**INSTRUCTIONS TO FOLLOW**
The line containing "real tool-call observability." marks the end: quote every line from the start of the records below through it, word for word.

**AVAILABLE DATA**
PR #97, opened 2026-07-10
Fix: correct Amazon Q Developer CLI adapter tool-map and hook wiring

### LINKED ISSUE #98: Amazon Q Developer CLI adapter: invented tool-map and missing hook documentation
## Summary

The Amazon Q Developer CLI platform adapter (`src/platforms/amazon-q-adapter.ts`) has an invented tool-name map: of the 15 entries in `AMAZON_Q_TOOL_MAP`, only 3 (`fs_read`, `fs_write`, `execute_bash`) correspond to real Amazon Q Developer CLI built-in tools. The other 12 (`fs_edit`, `fs_create`, `fs_delete`, `fs_list`, `fs_find`, `grep`, `search_code`, `run_shell`, `execute_command`, `explain_code`, `review_code`, `transform_code`) don't exist in Amazon Q's real tool vocabulary.

Amazon Q Developer CLI's real built-in tool set (confirmed from `https://aws.github.io/amazon-q-developer-cli/built-in-tools.html`) is exactly 9 tools: `execute_bash`, `fs_read`, `fs_write`, `introspect`, `report_issue`, `knowledge`, `thinking`, `todo_list`, `use_aws`.

Separately, `getHookInstallInstructions()` only documented MCP server registration and didn't mention that Amazon Q Developer CLI has a real, genuine hook mechanism (`preToolUse`/`postToolUse`/etc. via the agent config `hooks` field, confirmed from `https://github.com/aws/amazon-q-developer-cli/blob/main/docs/hooks.md`) that can be wired to `preflight-collector` for real tool-call observability.

While investigating, also found a cross-platform bug in `collector-script.ts`: the `postToolUse` handler hardcoded `success: true` instead of reading `tool_response.success`, which both Kiro and Amazon Q Developer CLI use to signal real tool failure (Claude Code uses a separate `PostToolUseFailure` event instead). This meant failed Kiro tool calls (and any future Amazon Q calls) were being silently recorded as successful.

## Found via

Proactive platform-adapter audit, not a user report — same pattern as the prior Kiro (#84), Cursor (#90), Windsurf (#92), and Zed (#94) adapter fixes.

## Fix

See #97.

chrisdhaan:
Closes #98

## Summary
- Replaced an invented 15-entry tool-name map (only 3 entries were real) with the confirmed 9-tool built-in vocabulary for Amazon Q Developer CLI, mapping the 4 with genuine Claude Code equivalents (`fs_read`, `fs_write`, `execute_bash`, `todo_list`) and leaving `introspect`, `report_issue`, `knowledge`, `thinking`, and `use_aws` unmapped rather than forced.
- Fixed a cross-platform bug in `collector-script.ts`: `postToolUse` events hardcoded `success: true` instead of reading `tool_response.success`, silently losing real failure signals from Kiro and Amazon Q (both encode tool failure this way, not via a separate failure event). This also corrects Claude Code's own `Edit` tool, which already sets this field on a no-match failure — unifying the top-level `success` signal with the existing `toolOutput.editSuccess` signal.
- Rewrote `getHookInstallInstructions()` to document Amazon Q Developer CLI's real, genuine hook mechanism (`preToolUse`/`postToolUse` via the agent config `hooks` field) instead of only covering MCP server registration.
- Version bump to 1.4.8.

## Test plan
- [x] `npm run build && npm test && npm run lint` — all tests passed, 0 lint errors/warnings
- [x] Verified real tool vocabulary against `https://aws.github.io/amazon-q-developer-cli/built-in-tools.html`
- [x] Verified hook payload shape and `tool_response.success` semantics against `https://github.com/aws/amazon-q-developer-cli/blob/main/docs/hooks.md` and `https://kiro.dev/docs/cli/hooks`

**WRITTEN ANSWER**
PR #97, opened 2026-07-10
Fix: correct Amazon Q Developer CLI adapter tool-map and hook wiring

### LINKED ISSUE #98: Amazon Q Developer CLI adapter: invented tool-map and missing hook documentation
## Summary

The Amazon Q Developer CLI platform adapter (`src/platforms/amazon-q-adapter.ts`) has an invented tool-name map: of the 15 entries in `AMAZON_Q_TOOL_MAP`, only 3 (`fs_read`, `fs_write`, `execute_bash`) correspond to real Amazon Q Developer CLI built-in tools. The other 12 (`fs_edit`, `fs_create`, `fs_delete`, `fs_list`, `fs_find`, `grep`, `search_code`, `run_shell`, `execute_command`, `explain_code`, `review_code`, `transform_code`) don't exist in Amazon Q's real tool vocabulary.

Amazon Q Developer CLI's real built-in tool set (confirmed from `https://aws.github.io/amazon-q-developer-cli/built-in-tools.html`) is exactly 9 tools: `execute_bash`, `fs_read`, `fs_write`, `introspect`, `report_issue`, `knowledge`, `thinking`, `todo_list`, `use_aws`.

Separately, `getHookInstallInstructions()` only documented MCP server registration and didn't mention that Amazon Q Developer CLI has a real, genuine hook mechanism (`preToolUse`/`postToolUse`/etc. via the agent config `hooks` field, confirmed from `https://github.com/aws/amazon-q-developer-cli/blob/main/docs/hooks.md`) that can be wired to `preflight-collector` for real tool-call observability.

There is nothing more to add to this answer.